→ **Exercise directions**: Beginning at the line that holds "max_retries = 0", restate each line exactly through the final line of the records. Include both of those lines.

→ **Provided material**:
*** Block opens ***
PR #226, opened 2019-06-27
GH-282: move max retries out of wdls

ApChagi:
### Purpose

Ticket: [JIRA](https://broadinstitute.atlassian.net/browse/GH-282)

Instead of passing in the maxRetries runtime parameter into the workflow, and then passing that into every task, define it in the workflow options file.

### Changes

- maxRetries runtime parameter moved out of wdl & task inputs and into cromwell options by way of Lira config
[parallel changes in lira](https://github.com/HumanCellAtlas/lira/pull/168)
[parallel changes in pipeline-tools](https://github.com/HumanCellAtlas/pipeline-tools/pull/151)

Note: This change needs to be merged in at the same time as the pipeline-tools change, otherwise the mintegration tests that run off of our PRs will break.

### Review Instructions

- No instructions.

### DIFF
--- a/pipelines/cellranger/cellranger.wdl
+++ b/pipelines/cellranger/cellranger.wdl
@@ -16,7 +16,6 @@ workflow CellRanger {
     Int boot_disk_size_gb = 12
     String disk_space = "400"
     Int cpu = 64
-    Int max_retries = 0
 
     parameter_meta {
         sample_id: "Name of sample to run CellRanger count on"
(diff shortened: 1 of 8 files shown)


pipelines/cellranger/cellranger.wdl
```diff
@@ -117,7 +113,6 @@ task cellranger_count {
         bootDiskSizeGb: boot_disk_size_gb
         disks: "local-disk " + disk_space + " HDD"
         cpu: cpu
-        max_retries: max_retries
```
pshapiro4broad: As it turns out, all the uses of `max_retries` here are bogus, as the runtime option is spelled `maxRetries`, so the original code had no effect.

samanehsan:
The optimus test failed because of the time-out limit, but the test workflow succeeded: https://job-manager.caas-prod.broadinstitute.org/jobs/4c1c56cf-0b31-4d3d-98e0-d67966e0695f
*** Block closes ***
→ **Answer section**:
-    Int max_retries = 0
 
     parameter_meta {
         sample_id: "Name of sample to run CellRanger count on"
(diff shortened: 1 of 8 files shown)


pipelines/cellranger/cellranger.wdl
```diff
@@ -117,7 +113,6 @@ task cellranger_count {
         bootDiskSizeGb: boot_disk_size_gb
         disks: "local-disk " + disk_space + " HDD"
         cpu: cpu
-        max_retries: max_retries
```
pshapiro4broad: As it turns out, all the uses of `max_retries` here are bogus, as the runtime option is spelled `maxRetries`, so the original code had no effect.

samanehsan:
The optimus test failed because of the time-out limit, but the test workflow succeeded: https://job-manager.caas-prod.broadinstitute.org/jobs/4c1c56cf-0b31-4d3d-98e0-d67966e0695f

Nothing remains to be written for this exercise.